:: DATA PROVIDED

PR #586, opened 2025-06-10
[microvm] Sets Up Plumbing for Snapshots

LucasGdosR:
Files changed:
1. VirtualProcessor (`src/microvm/src/vmm/microvm/kvm/vcpu/mod.rs`): added more state (channel). Added new struct VirtualProcessorHandle (migrate to separate file?).
2. Emulator (`src/microvm/src/vmm/microvm/kvm/emulator.rs`): added more state (channel).
3. MicroVm (`src/microvm/src/vmm/microvm/microvm.rs`): passes more args to instantiate Emulator due to the added state. Added a method to get the VirtualProcessorHandle.
4. Vmm (`src/microvm/src/vmm/microvm/mod.rs`):
    - added exports to make structs visible to the IoThread (move the `io.rs` file around to avoid this?).
    - quick-fix1: unified methods `new` and `run`. This was done to be able to spawn a new thread for `run`, while saving the vCPU's thread handle inside the IoThread.
    - reduced state: the Vmm struct no longer holds the IoThread's handle.
    - created a new channel between the IoThread (receiver) and the Emulator (sender), which is passed to the MicroVm constructor.
    - quick-fix2: `new`'s return value should be that of `run`, so it can serve the purposes that `run`'s return value served. However, I just said screw error handling and returned Ok(()).
5. main (`src/microvm/src/main.rs`): since `new` and `run` were unified, main now calls only `new`.
6. IoThread (`src/microvm/src/io.rs`):
    - added more state for communication (handles / channel).
    - added a new enum for the OrchestratorStates in the snapshotting protocol (migrate to separate file?).
    - quick-fix3: modified the run method: instead of the infinite loop, now loop while the virtual processor's thread is running.
_________________________________________________________________________________
About the quick-fixes:
1. In order to pause the vCPUs, the orchestrator (IoThread) must have handles to the threads to send signals. The way it was, the main thread ran the vCPU, so there was no way for me to pass its handle to the IoThread. I unified `new` and `run` because the time to spawn the vCPU thread is in `run`, and the time the IoThread is spawned is in `new`. That was the least intrusive manner to pass the handle to the vCPU to the IoThread. I think some more refactoring is in order to maintain the methods separated.
2. Fixing this for real depends on the other quick-fixes. If things remain as they are, then the IoThread can propagate the vCPU thread's return code and everything will work out fine.
3. Is it ok to leave the IoThread doing this test every round, or is the overhead large?

### DIFF
--- a/src/microvm/src/main.rs
+++ b/src/microvm/src/main.rs
@@ -97,6 +97,7 @@ fn main() -> Result<ExitCode> {
         },
         None => None,
     };
+    
     let mut vmm: Vmm =
         Vmm::new(memory_size, &kernel_filename, initrd_filename, initrd_args, stderr, gateway)?;
 
--- a/src/microvm/src/main.rs
+++ b/src/microvm/src/main.rs
@@ -97,7 +97,7 @@ fn main() -> Result<ExitCode> {
         },
         None => None,
     };
-    
+
     let mut vmm: Vmm =
         Vmm::new(memory_size, &kernel_filename, initrd_filename, initrd_args, stderr, gateway)?;
 
--- a/src/microvm/src/main.rs
+++ b/src/microvm/src/main.rs
@@ -97,9 +97,17 @@ fn main() -> Result<ExitCode> {
         },
         None => None,
     };
-
+cfg_if::cfg_if! {
+    if #[cfg(feature = "hyperlight")] {
+        let mut vmm: Vmm =
+            Vmm::new(memory_size, &kernel_filename, initrd_filename, initrd_args, stderr, gateway)?;
+        let run = ||vmm.run();
+    } else {
+        let run = ||Vmm::quick_fix(memory_size, &kernel_filename, initrd_filename, initrd_args, stderr, gateway);
+    }
+}
     // Run virtual machine and check exit status code.
-    match Vmm::quick_fix(memory_size, &kernel_filename, initrd_filename, initrd_args, stderr, gateway)? {
+    match run()? {
         exit_status if exit_status != 0 => {
             let exit_code: u8 = match exit_status.try_into() {
                 Ok(code) => code,
--- a/src/microvm/src/main.rs
+++ b/src/microvm/src/main.rs
@@ -97,17 +97,11 @@ fn main() -> Result<ExitCode> {
         },
         None => None,
     };
-cfg_if::cfg_if! {
-    if #[cfg(feature = "hyperlight")] {
-        let mut vmm: Vmm =
-            Vmm::new(memory_size, &kernel_filename, initrd_filename, initrd_args, stderr, gateway)?;
-        let mut run = ||vmm.run();
-    } else {
-        let run = ||Vmm::quick_fix(memory_size, &kernel_filename, initrd_filename, initrd_args, stderr, gateway);
-    }
-}
+    let mut vmm: Vmm =
+        Vmm::new(memory_size, &kernel_filename, initrd_filename, initrd_args, stderr, gateway)?;
+
     // Run virtual machine and check exit status code.
-    match run()? {
+    match vmm.run()? {
         exit_status if exit_status != 0 => {
             let exit_code: u8 = match exit_status.try_into() {
                 Ok(code) => code,
--- a/src/microvm/src/main.rs
+++ b/src/microvm/src/main.rs
@@ -98,11 +98,8 @@ fn main() -> Result<ExitCode> {
         None => None,
     };
 
-    let mut vmm: Vmm =
-        Vmm::new(memory_size, &kernel_filename, initrd_filename, initrd_args, stderr, gateway)?;
-
     // Run virtual machine and check exit status code.
-    match vmm.run()? {
+    match Vmm::new(memory_size, &kernel_filename, initrd_filename, initrd_args, stderr, gateway)? {
         exit_status if exit_status != 0 => {
             let exit_code: u8 = match exit_status.try_into() {
                 Ok(code) => code,
--- a/src/microvm/src/main.rs
+++ b/src/microvm/src/main.rs
@@ -99,7 +99,7 @@ fn main() -> Result<ExitCode> {
     };
 
     // Run virtual machine and check exit status code.
-    match Vmm::new(memory_size, &kernel_filename, initrd_filename, initrd_args, stderr, gateway)? {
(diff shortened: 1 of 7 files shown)


LucasGdosR:
Changes:
- Changed the name of `new` to `quick_fix`, because there was an error that `new` didn't return `Self`;
- Used compile-time macros to make `main` compatible with hyperlight and microvm and the `new` + `run` = `quick_fix` change;
- Left the old version of `io.rs` as it were for hyperlight, and moved the modified `io.rs` into the vmm directory;
- Removed exports now that `io.rs` is inside the vmm directory;
- Fixed a bug when the `-gateway` command-line argument was absent.

src/microvm/src/vmm/microvm/kvm/emulator.rs
```diff
@@ -36,6 +38,8 @@ pub struct Emulator {
     input: Box<InputFn>,
     /// Output function used for emulating I/O port writes.
     output: Box<OutputFn>,
+    /// Channel to tell the orchestrator all vcpus have paused.
+    _paused_tx: Sender<Message>,
```
ppenna, line 46: Please add a comment saying why we need to keep this around. It would help others to accidently removing it from the structure.

src/microvm/src/vmm/microvm/mod.rs
```diff
@@ -155,12 +155,32 @@ impl Vmm {
...
+                // Get the virtual processor handle to pass to the I/O thread.
+                let vcpu_handle: VirtualProcessorHandle = microvm
+                    .lock()
+                    .map_err(|e| anyhow::anyhow!("failed to acquire lock {e:?}"))?
+                    .get_vcpu_handle(vcpu_thread_handle); 
+
+                // Spawn I/O thread.
+                let io_thread: JoinHandle<Result<()>> = IoThread::spawn(
+                conn, gateway_rx, gateway_tx, microvm, vcpu_handle, paused_rx);
+                io_thread.join().unwrap();
```
ppenna: Do not `unwrap()`. Fail with a log instead.

src/microvm/src/vmm/microvm/kvm/emulator.rs
LucasGdosR: Added:
// NOTE(gribel): when there are multiple vcpus, there will be a single stdin / stdout.
//   Having this channel in the Emulator instead of in each vcpu
//   reduces the number of messages between the orchestrator and the vcpus from O(n) to O(1),
//   with `n` being the number of vcpus.

src/microvm/src/vmm/microvm/mod.rs
LucasGdosR: Changed to:
```
            io_thread.join()
                    .map_err(|e| anyhow::anyhow!("failed to join I/O thread {e:?}"))?;
                Ok(0)
            }
            None => {
                vcpu_thread_handle.join()
                    .map_err(|e| anyhow::anyhow!("failed to join virtual processor thread {e:?}"))?
            }
```
Should it be `anyhow::bail!` instead or is this fine?

src/microvm/src/main.rs
ppenna, line 1: We should revert this.

src/microvm/src/vmm/microvm/kvm/emulator.rs
```diff
@@ -16,10 +16,12 @@ use crate::vmm::microvm::{
     },
 };
 use ::anyhow::Result;
-use std::sync::{
+use ::std::sync::{
```
ppenna, line 19: Thanks!

src/microvm/src/vmm/microvm/microvm.rs
```diff
@@ -85,7 +91,7 @@ impl MicroVm {
     /// Upon successful completion, this method returns the MicroVM that was created. Otherwise, it
     /// returns an error.
     ///
-    pub fn new(memory_size: usize, input: Box<InputFn>, output: Box<OutputFn>) -> Result<Self> {
+    pub fn new(memory_size: usize, input: Box<InputFn>, output: Box<OutputFn>, paused_tx: Sender<Message>) -> Result<Self> {
```
ppenna, line 95: We should update documentation accordingly.

src/microvm/src/vmm/microvm/io.rs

::::

Report every line of the data above that contains the string "ppenna" by copying it in full.

ppenna, line 46: Please add a comment saying why we need to keep this around. It would help others to accidently removing it from the structure.
ppenna: Do not `unwrap()`. Fail with a log instead.
ppenna, line 1: We should revert this.
ppenna, line 19: Thanks!
ppenna, line 95: We should update documentation accordingly.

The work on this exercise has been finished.